__Data under study__

PR #5810, opened 2024-04-30
fix(core): fix upload file guard

wangsijie:
## Summary

Fix file upload API.

The `koa-body` has been upgraded to the latest version, which caused the file upload API to break. This change fixes the issue.

The `ctx.request.files.file` in the new version is an array, so the code has been updated to pick the first one.

## Testing

Local tested.

## Checklist

- [x] `.changeset`
- [ ] unit tests
- [ ] integration tests

### DIFF
--- a/packages/core/src/routes/user-assets.ts
+++ b/packages/core/src/routes/user-assets.ts
@@ -52,13 +52,15 @@ export default function userAssetsRoutes<T extends ManagementApiRouter>(
     '/user-assets',
     koaGuard({
       files: object({
-        file: uploadFileGuard,
+        file: uploadFileGuard.array().min(1),
       }),
       response: userAssetsGuard,
     }),
     async (ctx, next) => {
-      const { file } = ctx.guard.files;
+      const { file: bodyFiles } = ctx.guard.files;
 
+      const file = bodyFiles[0];
+      assertThat(file, 'guard.invalid_input');
       assertThat(file.size <= maxUploadFileSize, 'guard.file_size_exceeded');
       assertThat(
         allowUploadMimeTypes.map(String).includes(file.mimetype),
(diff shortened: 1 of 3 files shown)


packages/core/src/routes/user-assets.ts
```diff
@@ -52,13 +52,15 @@ export default function userAssetsRoutes<T extends ManagementApiRouter>(
     '/user-assets',
     koaGuard({
       files: object({
-        file: uploadFileGuard,
+        file: uploadFileGuard.array(),
```
simeng-li, line 55: .array().min(1) ?

packages/core/src/routes/user-assets.ts
```diff
@@ -52,13 +52,15 @@ export default function userAssetsRoutes<T extends ManagementApiRouter>(
...
       }),
       response: userAssetsGuard,
     }),
     async (ctx, next) => {
-      const { file } = ctx.guard.files;
+      const { file: bodyFiles } = ctx.guard.files;
 
+      const file = bodyFiles[0];
+      assertThat(file, 'guard.file_not_found');
```
simeng-li, line 63: how about, letting the zod to guard the file length? Just throw guard.invalid_input here as a callback error

gao-sun (approved):
should we add some integration tests for this?

charIeszhao (approved):

packages/core/src/routes/user-assets.ts
wangsijie: This is still needed to make TS happy

packages/core/src/routes/user-assets.ts
wangsijie: updated

packages/core/src/routes/user-assets.ts
wangsijie: updated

__Task statement__
Copy all lines from the material that hold "array".

__Solution for this problem__
The `ctx.request.files.file` in the new version is an array, so the code has been updated to pick the first one.
+        file: uploadFileGuard.array().min(1),
+        file: uploadFileGuard.array(),
simeng-li, line 55: .array().min(1) ?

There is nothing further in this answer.